PR #1140, opened 2024-09-19
Reduce error pollution even more on post request failures

melroy89:
This will fix the 16th [miscellaneous issue](https://github.com/MbinOrg/mbin/issues/1119), with too much verbose error logging.

I try to handle the post request basically the same way as the previously implemented `InvalidApPostException` exceptions like in the `getCollectionObjectImpl` function.

 
This meaning the content logging will be part of the catch -> `logRequestException` function instead. And the `InvalidApPostException` exception will only log the request body, but no longer the response content. Also we log the status code now as well for failed post requests. Plus some small refactoring.

Last but not least, I will only do a `json_encode` once.

### DIFF
--- a/src/Service/ActivityPub/ApHttpClient.php
+++ b/src/Service/ActivityPub/ApHttpClient.php
@@ -90,8 +90,8 @@ class ApHttpClient
     {
         $this->logger->debug("ApHttpClient:getActivityObject:url: $url");
 
-        $client = new CurlHttpClient();
         try {
+            $client = new CurlHttpClient();
             $r = $client->request('GET', $url, [
                 'max_duration' => self::MAX_DURATION,
                 'timeout' => self::TIMEOUT,
--- a/src/Service/ActivityPub/ApHttpClient.php
+++ b/src/Service/ActivityPub/ApHttpClient.php
@@ -329,7 +329,7 @@ class ApHttpClient
     }
 
     /**
-     * Helper function for logging get/post/.. requests to the error log with additional info.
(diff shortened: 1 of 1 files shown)


src/Service/ActivityPub/ApHttpClient.php
```diff
@@ -379,20 +379,28 @@ public function post(string $url, User|Magazine $actor, ?array $body = null): vo
...
 
-        if (!str_starts_with((string) $response->getStatusCode(), '2')) {
-            throw new InvalidApPostException("Post fail: $url, ".substr($response->getContent(false), 0, 1000).' '.json_encode($body));
+            $statusCode = $response->getStatusCode();
+            if (!str_starts_with((string) $statusCode, '2')) {
+                // Do NOT include the response content in the error message, this will be often a full HTML page
+                throw new InvalidApPostException("Post failed: $url, status code: $statusCode, request body: $jsonBody");
+            }
+        } catch (\Exception $e) {
+            $this->logRequestException($response, $url, 'ApHttpClient:post', $e);
```
melroy89, line 403: Apparently `logRequestException` is logging for "get failed..." .. I will either need to create a `logRequestException` or provide an additional parameter for the message "get failed" or when it's "post failed".

melroy89: or .. just remove the word "get"

melroy89: Solved.

melroy89:
I'm running this for 4 days without any issues at kbin.melroy.org

TheVillageGuy (approved):

PR #1152, opened 2024-10-02
Increase the interval for fetch_user_notifications

melroy89:
Users just leave the site open for hours and hours. And days after days.. Weeks after weeks.

With only a very small user base on kbin.melroy.org, I'm seeing 25694 requests in just 12 hours! Because it's getting trigger every 10 secs.

image

My proposal is to reduce the Ajax interval from 10 seconds to 30 seconds. After each new page load, this call will be executed anyways, so this `setTimeout` is only for checking for new notifications if people leave the site / browser tab open. 30 seconds is still plenty enough IMO.

I know the API request itself might not be very heavy, but these numbers are a bit absurd high for such a small instance.

### DIFF
--- a/assets/controllers/notifications_controller.js
+++ b/assets/controllers/notifications_controller.js
@@ -116,7 +116,7 @@ export default class extends Controller {
                 if (typeof data.messages === "number") {
                     this.setMessageCount(data.messages)
                 }
-                window.setTimeout(() => this.fetchAndSetNewNotificationAndMessageCount(), 10 * 1000)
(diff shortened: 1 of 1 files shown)


TheVillageGuy:
I see this as well, users leaving the site open for days

TheVillageGuy (approved):

BentiGorlich:
Maybe we can just make it a logarithmic delay with a max value of 5 minutes or so...
But I actually think that even the 10s are not a problem it is not a taxing query and just because you have 25k requests doesn't mean that it actually has a meaningful impact

PR #1166, opened 2024-10-06
Fix scheduler not running

BentiGorlich:
- fix the scheduler not working by making it stateful (only works with latest cache update)
- add a new message for clearing dead messages


melroy89:
Shouldn't we update the docs? So it's more explicit what is happening automatically?

BentiGorlich:
good point. I will do that 👍


Am 7. Oktober 2024 18:33:47 MESZ schrieb Melroy van den Berg ***@***.***>:

melroy89 (approved):

PR #1169, opened 2024-10-06
Fix wrong title showing while editing a thread

BentiGorlich:


melroy89:
yea I also notice that as well, the fix is also in: https://github.com/MbinOrg/mbin/pull/1138

melroy89 (approved):

PR #1173, opened 2024-10-07
Introduce the activity table

### LINKED ISSUE #772: Like activity ID is not dereferencable
**Describe the bug**

`Like` activities have IDs, but these IDs can not be dereferenced. Mbin server returns an empty JSON object.

https://moist.catsweat.com and others

1.5.3

**To Reproduce**

```
curl -H "Accept: application/activity+json" https://moist.catsweat.com/f/object/b808046e-41f2-43e6-ab98-56888a09cf0d
```

**Expected behavior**

Server should return the entire Like activity.

**Additional context**

When I receive an `Announce(X)` activity in my inbox, I want to verify that `X` activity is real and the group actor didn't make it up. If `Announce.actor` and `X.actor` belong to the same server, I can assume that activity is valid. However, when actors are on different servers, I need to verify the authenticity of `X` activity by fetching it from the server of origin. Otherwise the server of the group actor could impersonate actors on other servers.

You might not consider it a security risk, but I would appreciate if you make activity IDs dereferencable.

Currently I'm working only with announced `Like` activities, but other activities such as `Create` and `Delete` may also have this problem - I haven't verified that.

BentiGorlich:
- [x] Save activities in the database so that they can be called via URL
- [x] Add unit tests for the JSON used in outward federation
- [ ] Add functional tests for inbound federation
  - [x] tests with our own JSON
  - [ ] tests with lemmy's JSON

Closes #772


melroy89:
I think @BentiGorlich can better solve these conflicts, since he knows this code changes better. I will not touch this.

BentiGorlich:
I am still working on this, so do not think that this is not going anywhere... The tests are getting there, but a lot of work is still todo :)

BentiGorlich:
Left ToDos:
- add testing for undoing incoming dislikes
- add announcing of incoming reports to local magazines to all remote instances with moderators (although that might deserve it own issue and PR, what do you think @melroy89 ?)

melroy89:
> * add announcing of incoming reports to local magazines to all remote instances with moderators (although that might deserve it own issue and PR, what do you think @melroy89 ?)

That sounds indeed something for a separate PR. Especially if you want to limit the scope a bit of this PR in order to get it merged. Personally I'm always in favor of smaller PRs, merging more, but smaller amount of changes (if possible). Like small iterations. Which also as a benefit provide earlier feedback as well as leaner to adapt to new requests or changes in requirements. But I  digress :D

BentiGorlich:
Alright, then we'll do that in a different PR and I will make an issue about it

BentiGorlich:
@melroy89 one maybe open todo could be to make the new tests thread safe, but I was really trying and did the setup the way I though should work with paratest, but I really really struggled and gave up in the end. Problem is that the CI duration is now up to 20 minutes again (from the usual 13 minutes).
I don't know how much you know about parallelization, but maybe it would help if you take a look at it.
Btw. the changes to the settings repo for example were only done to fix a parallelization issue

BentiGorlich:
Yeah I know about that. The way I did the `setUp` methods everywhere should not be a problem I think...

BentiGorlich:
I have finally marked this as ready for review. I have it running on gehirneimer.de
It is of course a whole tone of code that is new. A lot of it are new snapshot tests, showing almost all of our federation jsons.

This issue is blocking basically all ActivityPub modifications, and it fixes some very important issues.

melroy89:
> * [x]  Save activities in the database so that they can be called via URL
> 
>     * [x]  Add unit tests for the JSON used in outward federation
> 
>     * [ ]  Add functional tests for inbound federation
>       
>       * [x]  tests with our own JSON
>       * [ ]  tests with lemmy's JSON
> 
> 
> Closes #772

Where the lemmy tests also done?

BentiGorlich:
Nope I didn't add any lemmy testing to the suite. But the mbin tests are a start and this PR is big enough and took long enough as it is...

melroy89:
No doubt indeed, this pr is big enough.

PR #1179, opened 2024-10-09
Use composer audit & npm audit

melroy89:
[Local PHP Security Checker repo is archived](https://github.com/fabpot/local-php-security-checker), and recommends to use `composer audit`:

```
COMPOSER_AUDIT_ABANDONED=ignore composer audit
```

So we don't depend anymore on this `local-php-security-checker` script, remove it from the Dockerfile for CICD and change both the README & workflow files.

Finally, I renamed the job from `security-check` to `audit-check`, to be consistent with the commands we are using (I will fix that in the branch settings when you approve it). Example of the audit check job: https://github.com/MbinOrg/mbin/actions/runs/11262147066/job/31317174935?pr=1179

More info: https://github.com/fabpot/local-php-security-checker

### DIFF
--- a/.github/workflows/action.yaml
+++ b/.github/workflows/action.yaml
@@ -95,15 +95,37 @@ jobs:
           SYMFONY_DEPRECATIONS_HELPER: disabled
         run: php bin/phpunit tests/Unit
 
-  security-check:
+  audit-check:
     runs-on: ubuntu-latest
     container:
       image: danger89/mbin-pipeline:1.2.0
     steps:
       - uses: actions/checkout@v4
 
-      - name: Run security checker
-        run: local-php-security-checker
+      - name: Get Composer Cache Directory
+        id: composer-cache
+        run: |
+          echo "dir=$(composer config cache-files-dir)" >> $GITHUB_OUTPUT
+
+      - name: Calculate composer.lock hash
+        id: composer-lock-hash
+        run: |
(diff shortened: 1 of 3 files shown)


BentiGorlich:
should we add such a check for npm as well?

melroyvandenberg:
> should we add such a check for npm as well?

Yea, we might as well. Although NodeJS packages are not really running in production. Most packages are not fully used/deployment in production, like webpack for example.

I could include it as a step in the `build` job, another job will create again a lot of overhead for GitHub Actions.

BentiGorlich (commented):
Actually I think this should not run on commits, but on merged PRs. A PR should not fail because of insecure packages, should it?

melroy89:
> Actually I think this should not run on commits, but on merged PRs. A PR should not fail because of insecure packages, should it?

You also want to run it on (open) PRs, otherwise the pipeline fails after you merged it. Both `composer audit` and `npm audit` runs very quickly, so that isn't an issue either. 

We can however ask ourselves how important a failure is, in the branch settings we can make this job required to run & succeed. But we could also choice to not make it required, so you have feedback early without blocking the PR.

melroy89:
So for now the `audit-check` is not required to succeed. 

image


But we could make it mandatory, it's up to us.

BentiGorlich (approved):

melroy89:
> I think making it not required is a good idea. Might confuse new devs though, but 🤷

People can still fix it, if possible ;P

PR #766, opened 2024-11-08
fix: retry-failed creates undefined nonce value

arcoraven:
## PR-Codex overview
This PR focuses on improving error handling in the transaction processing logic and refining the retry mechanism for failed transactions.

### Detailed summary
- Updated error handling in `withErrorHandler` to support string errors.
- Simplified the error response structure.
- Enhanced the transaction retry logic in `sendTransactionWorker` by omitting unnecessary fields.
- Improved error message handling for errored transactions.

### DIFF
--- a/src/server/middleware/error.ts
+++ b/src/server/middleware/error.ts
@@ -53,7 +53,17 @@ const isZodError = (err: unknown): boolean => {
 
 export const withErrorHandler = async (server: FastifyInstance) => {
   server.setErrorHandler(
-    (error: Error | CustomError | ZodError, request, reply) => {
+    (error: string | Error | CustomError | ZodError, request, reply) => {
+      if (typeof error === "string") {
+        return reply.status(StatusCodes.INTERNAL_SERVER_ERROR).send({
+          error: {
+            statusCode: 500,
+            code: "INTERNAL_SERVER_ERROR",
+            message: error || ReasonPhrases.INTERNAL_SERVER_ERROR,
+          },
+        });
+      }
+
       // Ethers Error Codes
       if (parseEthersError(error)) {
         return reply.status(StatusCodes.BAD_REQUEST).send({
@@ -103,7 +113,7 @@ export const withErrorHandler = async (server: FastifyInstance) => {
           StatusCodes.INTERNAL_SERVER_ERROR;
 
         const message = error.message ?? ReasonPhrases.INTERNAL_SERVER_ERROR;
-        reply.status(statusCode).send({
+        return reply.status(statusCode).send({
           error: {
             code,
             message,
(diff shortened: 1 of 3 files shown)


src/server/middleware/error.ts
```diff
@@ -53,7 +53,17 @@ const isZodError = (err: unknown): boolean => {
 
 export const withErrorHandler = async (server: FastifyInstance) => {
   server.setErrorHandler(
-    (error: Error | CustomError | ZodError, request, reply) => {
+    (error: string | Error | CustomError | ZodError, request, reply) => {
+      if (typeof error === "string") {
```
arcoraven, line 57: Currently a thrown string is not logged.
While we shouldn't throw raw strings, this update at least prints the string value.

src/worker/tasks/sendTransactionWorker.ts
```diff
@@ -78,17 +78,15 @@ const handler: Processor<string, void, string> = async (job: Job<string>) => {
   // For example, the developer retried all failed transactions during an RPC outage.
   // An errored queued transaction (resendCount = 0) is safe to retry: the transaction wasn't sent to RPC.
   if (transaction.status === "errored" && resendCount === 0) {
+    const { errorMessage, ...omitted } = transaction;
     transaction = {
-      ...{
-        ...transaction,
-        nonce: undefined,
```
arcoraven, line 84: This was the bug. By setting values to undefined, they were _explicitly_ set to undefined in the type. This is unexpected because the typing implies undefined is not a valid value, which leads to weird edge cases like the code not handling undefined values.

arcoraven: The fix here was to flatten this code to override certain fields only.

Note: 
- nonce doesn't need to be unset since we're calling `_sendTransaction()` again which generates a new nonce as expected.
- gas fees don't need to be unset since overrides were moved to a separate nested object.

src/worker/tasks/sendTransactionWorker.ts
```diff
@@ -246,11 +244,14 @@ const _sendUserOp = async (
...
+    const errorMessage = wrapError(error, "Bundler").message;
+    const erroredTransaction: ErroredTransaction = {
       ...queuedTransaction,
       status: "errored",
-      errorMessage: wrapError(error, "Bundler").message,
-    } satisfies ErroredTransaction;
+      errorMessage,
+    };
+    job.log(`Failed to populate transaction: ${errorMessage}`);
+    return erroredTransaction;
```
arcoraven, line 254: Unrelated fix, I previously removed the job.log() here but now I want it back. It's important for us to know if an error was thrown during simulation/estimation or when sending the tx.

..............................

* _Exercise goal_
Wherever the string "const" appears in a line of the records, copy that line.

* _Task solution_
@@ -53,7 +53,17 @@ const isZodError = (err: unknown): boolean => {
 export const withErrorHandler = async (server: FastifyInstance) => {
@@ -103,7 +113,7 @@ export const withErrorHandler = async (server: FastifyInstance) => {
         const message = error.message ?? ReasonPhrases.INTERNAL_SERVER_ERROR;
@@ -53,7 +53,17 @@ const isZodError = (err: unknown): boolean => {
 export const withErrorHandler = async (server: FastifyInstance) => {
@@ -78,17 +78,15 @@ const handler: Processor<string, void, string> = async (job: Job<string>) => {
+    const { errorMessage, ...omitted } = transaction;
@@ -246,11 +244,14 @@ const _sendUserOp = async (
+    const errorMessage = wrapError(error, "Bundler").message;
+    const erroredTransaction: ErroredTransaction = {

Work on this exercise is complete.